═══ DATA FOR THIS EXERCISE

PR #88, opened 2026-07-23
Af 172 per org model allowlist

miglmigl:
### Description
This PR implements the per-organization model allowlist feature (AF-172). Organizations can now restrict which AI models are available to their agents, giving administrators more control over model usage and access.

### What's Changed
* **Database Updates:** Added the `allowed_models` field to the `Organization` model and created an Alembic migration (`181dcfcc93ef`) for it.
* **Data Migration:** Backfilled existing organizations with `["*"]` so current users don't lose access to any models.
* **Service Logic:** Updated the `AgentService` and `OrganizationService` to actively filter available model catalogs against the organization's allowlist.
* **Tests:** Added comprehensive unit and integration tests (`test_agent_allowlist.py`, `test_organization_update_models.py`, `test_migration_backfill_allowed_models.py`) to verify the allowlist enforcement and migration logic.

### Notes
* **UI Bug:** Conversations are currently not displaying in the UI for agents (it shows "No conversations yet" even when messages should be present).


aai-labs-agent (changes requested):
## Code Review Summary

**Verdict: Changes Requested 🔴** (2 critical, 5 warnings, 5 suggestions)

**PR:** #88 — Af 172 per org model allowlist
**Author:** @miglmigl
**Files changed:** 24 (+1173 -72)

---

### 🔴 Critical

1. **Migration backfill semantic inversion** (`migration.py:196`) — The migration backfills `allowed_models` from the old `AGENT_MODEL_ALLOWLIST` config. But the semantics flipped: old empty allowlist = "allow everything"; new empty allowlist = "block everything." If the config is empty/unset in the deployment running this migration, every existing org is backfilled with `[]` — **locking out all models**. The PR description says backfill with `["*"]`, but the code doesn't do that. The migration test only covers a non-empty config value and misses this case.

2. **`ensure_default_organization` creates org with empty allowlist** (`organizations/service.py:126`) — `Organization(name="default", is_default=True)` doesn't set `allowed_models`, so it defaults to `[]` (blocks everything). New deployments that create a default org would have no models available. Should default to `["*"]` or the configured default model.

### ⚠️ Warnings

3. **`start_agent` doesn't enforce allowlist** (`agents/service.py:873`) — `_ensure_model_allowed` is only called on create/update, but the allowlist can change afterward. An agent whose model was valid at creation but later removed from the org's allowlist can still be started. The docstring's reasoning ("create/update are the only paths that can set an agent's model") doesn't account for the allowlist itself changing.

4. **`_validate_allowed_models` swallows all exceptions** (`organizations/service.py:61`) — `except Exception:` catches everything (network timeouts, parse errors, auth failures) and silently skips validation with no logging. A transient OpenRouter outage during an allowlist update would silently accept invalid patterns.

5. **`check_db.py` debug script committed** — Standalone script that creates a DB engine and prints org data. Appears to be a throwaway debugging artifact.

6. **UI `isDirty` false positive** (`allowed-models-section.tsx:83`) — The dirty check doesn't account for the auto-added default model, so the Save button is enabled on load when the default isn't in the DB allowlist.

7. **UI silently discards orphaned models** (`allowed-models-section.tsx:20`) — `getPrefixedModels` drops DB models not in the catalog. Users could unknowingly remove models from their allowlist on save.

### 💡 Suggestions

8. **SQL injection risk in migration** (`migration.py:198`) — f-string interpolation into raw SQL. Input is config-controlled, but a pattern with a single quote breaks the statement. Use parameterized execution.
9. **Migration includes unrelated noise** — Dozens of `alter_column(TEXT → AutoString)` calls unrelated to the feature. Trim to only `allowed_models` changes.
10. **Unrelated changes mixed in** — `cloud_id` fields on JiraContent/ConfluenceContent, `except` syntax fix in conversations/service.py, openclaw config pruning — should be separate PRs.
11. **`alert()` for error handling** (`use-organization-actions.ts:71`) — Blocks main thread; consider a toast notification.
12. **`_validate_allowed_models` O(n×m) loop** (`organizations/service.py:70`) — `catalog_ids_lower` recomputed per pattern; hoist above the loop.

### ✅ Looks Good
- Clean migration from comma-separated string to list-based allowlist with glob matching
- Good unit test coverage for `is_model_allowed` / `filter_models_by_allowlist`
- Proper authorization gating on the `?catalog=true` endpoint (`ORGANIZATION_UPDATE`)
- Prefix-stripping logic is well-tested (create + fetch round-trip)
- Migration test validates backfill behavior (just missing the empty-config edge case)
- `flag_modified` + single-session commit for JSONB mutation is the correct SQLAlchemy pattern

### Missing test coverage
- No test for `ensure_default_organization` with the new allowlist semantics
- No test for `_ensure_model_allowed` rejecting when org allowlist is `[]`
- No test for `start_agent` with a model not in the allowlist
- Migration test doesn't cover the empty-config case (the critical bug above)

---
*Reviewed by Hermes Agent*

aai-labs-agent:
## Re-Review: All Prior Findings Resolved ✅

**PR:** #88 — Af 172 per org model allowlist (updated)
**Verdict: Approved ✅** — all critical and warning-level issues from the first review have been addressed.

> This supersedes the earlier formal review. The inline comments from that review have been cleaned up since all findings were resolved.

---

### Previously Flagged → Now Fixed

| # | Finding | Status |
|---|---------|--------|
| 🔴 1 | Migration backfill defaults to `[]` when config empty (locks out all models) | ✅ Fixed — now defaults to `["*"]` with a clear comment explaining the semantic inversion |
| 🔴 2 | `ensure_default_organization` creates org with empty allowlist | ✅ Fixed — now sets `allowed_models=[default_model]` + unit test added |
| ⚠️ 3 | `start_agent` doesn't enforce allowlist | ✅ Fixed — re-checks allowlist at start time with a clear comment on why |
| ⚠️ 4 | `_validate_allowed_models` swallows all exceptions silently | ✅ Fixed — now catches `Exception as e` and logs via `logger.warning` |
| ⚠️ 5 | `check_db.py` debug script committed | ✅ Removed |
| ⚠️ 6 | UI `isDirty` false positive on load | ✅ Fixed — `getEffectiveModels` used for both initial state and dirty check |
| ⚠️ 7 | UI silently discards orphaned models on save | ✅ Fixed — orphaned models now preserved with amber "Not in catalog" badges and explicit remove control |
| 💡 8 | SQL injection risk in migration backfill | ✅ Fixed — now uses parameterized `sa.text()` with `bindparams()` |
| 💡 9 | `_validate_allowed_models` O(n×m) loop | ✅ Fixed — `catalog_ids_lower` hoisted above the loop |
| 💡 10 | `alert()` for error handling | ✅ Fixed — replaced with `toastError()` |
| 💡 11 | Migration includes unrelated `alter_column` noise | ⚠️ Noted — existing autogen artifacts, not blocking |
| 💡 12 | Unrelated changes mixed in (`cloud_id`, `except` fix, openclaw pruning) | ⚠️ Noted — would prefer separate PRs, but not blocking |

### New Test Coverage Added
- `test_ensure_default_organization_sets_default_model_allowlist` — verifies default org gets the configured model
- E2E test fixtures updated with `allowed_models: ["*"]` across all test data support files

### One Minor Nit (Non-blocking)
The `_ensure_model_allowed` docstring still says "create/update are the only paths that can set an agent's model; enforcing here is sufficient" — but `start_agent` now also enforces the check. The docstring could be updated to reflect the three enforcement points (create, update, start).

### ✅ Looks Good
- The orphaned-models UX is well thought out — amber badges with tooltip, explicit remove, and preservation on save
- `getEffectiveModels` / `getOrphanedModels` / `getPrefixedModels` decomposition is clean and prevents the dirty-check drift
- Parameterized SQL in the migration is the correct approach
- The `start_agent` allowlist re-check with a descriptive error message ("no longer in the organization's allowed model list") gives clear feedback
- Test coverage for the edge cases that were missing in the first revision

Ship it 🚀

---
*Re-reviewed by Hermes Agent*

aai-labs-agent:
## Code Review: Per-Org Model Allowlist (AF-172)

**Verdict: Changes Requested** — 2 warnings, 3 suggestions.

### Jira AC Cross-Check

| 1 | Admins have a UI to pick which models their org's agents can use | ✅ | `AllowedModelsSection` component with checkbox UI + search |
| 2 | The selected set is stored per-org | ✅ | `allowed_models` JSONB column on `Organization` + migration `181dcfcc93ef` |
| 3 | Model picker only shows org's allowed models | ✅ | `list_models(context, catalog=False)` filters via `filter_models_by_allowlist` using `organization.allowed_models` |
| 4 | Agent create/update rejects models outside the org's allowed set | ✅ | `_ensure_model_allowed(model, org_id)` fetches org and calls `is_model_allowed` |
| 5 | Existing `is_model_allowed` / `filter_models_by_allowlist` logic is reused | ✅ | Same functions, signature changed from `str` to `list[str]` — glob matching preserved |
| 6 | A new org starts with only the default model allowed | ✅ | `create_organization` defaults to `[config.agent_default_model]`; `ensure_default_organization` sets `[default_model]` |

### ⚠️ Warnings

1. **Server doesn't enforce that the default model must remain in `allowed_models`** (`organizations/service.py:59`) — The UI prevents removing the default model (checkbox `disabled={model.isDefault}`), but the API has no such guard. An admin could PATCH via API to remove the default. Agents using `config.agent_default_model` would pass create but fail at `start_agent` with a confusing error.

2. **`update_organization` with `allowed_models: null` writes NULL to a non-nullable column** (`organizations/service.py:208`) — When `allowed_models` is explicitly `None`, the code calls `flag_modified` and `setattr(organization, "allowed_models", None)`, writing NULL to a JSONB column with `server_default="[]"`.

### 💡 Suggestions

3. **Response key casing change is a potential breaking API change** (`agents/service.py:1446`) — `context_length` → `contextLength` and `is_default` → `isDefault`. The API client factory has `transformKeys: true`, so verify the transform is a no-op for already-camelCase keys.

4. **Stale docstring** (`agents/service.py:1421`) — Still says `is_default` but code now uses `isDefault`.

5. **Unrelated changes mixed in** (`agents/models.py:9`) — `cloud_id` fields, openclaw `tools.exec` pruning, and `except` syntax fix are unrelated to the allowlist feature.

### ✅ Looks Good

- **Start-time allowlist re-check** (`agents/service.py:875`) — correct defense-in-depth pattern; org's allowlist can change after agent creation.
- **Migration backfill handles empty-config semantic inversion** — `["*"]` backfill for empty old config. Both scenarios tested.
- **Orphaned model handling in the UI** — preserves models no longer in catalog instead of silently dropping.
- **Good test coverage** — unit, integration, and migration backfill tests.
- **Fail-closed semantics** — empty allowlist blocks everything.

- Migration auto-generated `alter_column` noise (~30 TEXT→AutoString) — standard Alembic behavior.
- `_validate_allowed_models` skips validation when OpenRouter unavailable — fail-open for validation only, not enforcement. Reasonable.
- `OrganizationRead.allowed_models: list[str] = []` — mutable default, safe in Pydantic v2.

---
*Reviewed by Hermes Agent*

api/domains/organizations/service.py
```diff
@@ -51,13 +56,48 @@ def get_organization(self, organization_id: UUID, context: CurrentUserContext) -
             )
         return organization
 
+    def _validate_allowed_models(self, allowed_models: list[str]) -> None:
```
aai-labs-agent: ⚠️ **Warning: Server doesn't enforce that the default model stays in `allowed_models`**

The UI prevents removing the default model (checkbox is `disabled={model.isDefault}`, `toggleModel` returns early for defaults), but the API has no equivalent guard here in `_validate_allowed_models`.

An admin could PATCH `{"allowed_models": ["some-other-model"]}` via API, removing the default model from the allowlist. Agents using `config.agent_default_model` (when no explicit model is set) would pass `create_agent` (model is None → skips `_ensure_model_allowed`) but then **fail at `start_agent`** with a confusing "no longer in the organization's allowed model list" error.

I'd add a server-side check: if the default model slug is not in the submitted list, either reject or auto-inject it — matching the UI's behavior.

api/domains/organizations/service.py
```diff
@@ -154,11 +196,27 @@ def update_organization(
...
 
-        organization_read = self.organization_repository.get_read(organization.id)
+        # Mutate and commit inside a single live session
+        # so SQLAlchemy properly tracks list mutations and flushes the UPDATE.
+        with Session(self.organization_repository.delegate.engine, expire_on_commit=False) as session:
+            session.add(organization)
+
+            from sqlalchemy.orm.attributes import flag_modified
+
+            if "allowed_models" in dump:
```
aai-labs-agent, line 206: ⚠️ **Warning: `allowed_models: null` writes NULL to a non-nullable column**

When `allowed_models` is explicitly set to `None` in the PATCH body, the code calls `flag_modified` and `setattr(organization, "allowed_models", None)` at line 215, writing NULL to the JSONB column.

The model declares `default_factory=list` and the migration sets `server_default="[]"` — the column should never be NULL. While `is_model_allowed` handles `None` as falsy (blocks everything), this is inconsistent with the schema's intent.

Consider converting `None` → `[]` here, or adding an explicit guard to skip the `setattr` when the value is `None`.

api/domains/agents/service.py
```diff
@@ -1400,40 +1417,53 @@ def _join_public_channels(self, bot_token: str, channel_ids: list[str]) -> None:
...
+            organization = self.organization_repository.get(org_id)
+            if not organization:
+                raise HTTPException(status_code=404, detail="Organization not found")
+            allowed = filter_models_by_allowlist(raw_catalog, organization.allowed_models)
         options = [
             {
                 "value": f"litellm/openrouter/{model['id']}",
                 "label": model["name"],
-                "context_length": model.get("context_length"),
+                "contextLength": model.get("context_length"),
```
aai-labs-agent, line 1604: 💡 **Suggestion: Response key casing change is a potential breaking API change**

The `list_models` endpoint changed response keys from `context_length` → `contextLength` and `is_default` → `isDefault`. The API client factory sets `transformKeys: true`, which likely converts snake_case → camelCase on the client side.

If the transform is a two-way conversion, sending camelCase from the backend while the client also transforms could cause issues. Any external API consumer expecting `context_length` would also break. Worth verifying the `transformKeys` behavior is a no-op for already-camelCase keys, or reverting to snake_case on the backend and letting the client handle the transform.

api/domains/agents/service.py
```diff
@@ -1400,40 +1417,53 @@ def _join_public_channels(self, bot_token: str, channel_ids: list[str]) -> None:
             except Exception as e:
                 logger.warning("Unexpected error joining channel %s: %s", channel_id, e)
 
-    def list_models(self, context: CurrentUserContext) -> list[dict]:
+    def list_models(self, context: CurrentUserContext, catalog: bool = False) -> list[dict]:
         """Returns the allowlisted OpenRouter models as picker options. The
```
aai-labs-agent, line 1579: 💡 **Suggestion: Stale docstring**

The docstring still says "flagged `is_default`" but the code now uses `isDefault` (line 1466). Minor, but could confuse someone reading the code.

api/domains/agents/models.py
```diff
@@ -118,12 +118,14 @@ class JiraContent(SecretContent):
     site_url: str
     email: str
     api_token: str
```
aai-labs-agent, line 124: 💡 **Suggestion: Unrelated changes mixed into the PR**

The `cloud_id` field on `JiraContent` and `ConfluenceContent` doesn't appear related to the per-org model allowlist feature. The openclaw `tools.exec` pruning and the `except (ValueError, TypeError)` syntax fix in `conversations/service.py` are also unrelated.

These are fine changes, but would be cleaner in separate commits or PRs for traceability — especially the `except` syntax fix, which is a bug fix that could get lost in a feature PR.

══════

* [WORK REQUIRED]:
Write out, from the lines above, only those from the line with "## Code Review Summary" to the line with "### 🔴 Critical", exactly as given, including the first and the last.

* [TASK RESULT]:
## Code Review Summary

**Verdict: Changes Requested 🔴** (2 critical, 5 warnings, 5 suggestions)

**PR:** #88 — Af 172 per org model allowlist
**Author:** @miglmigl
**Files changed:** 24 (+1173 -72)

---

### 🔴 Critical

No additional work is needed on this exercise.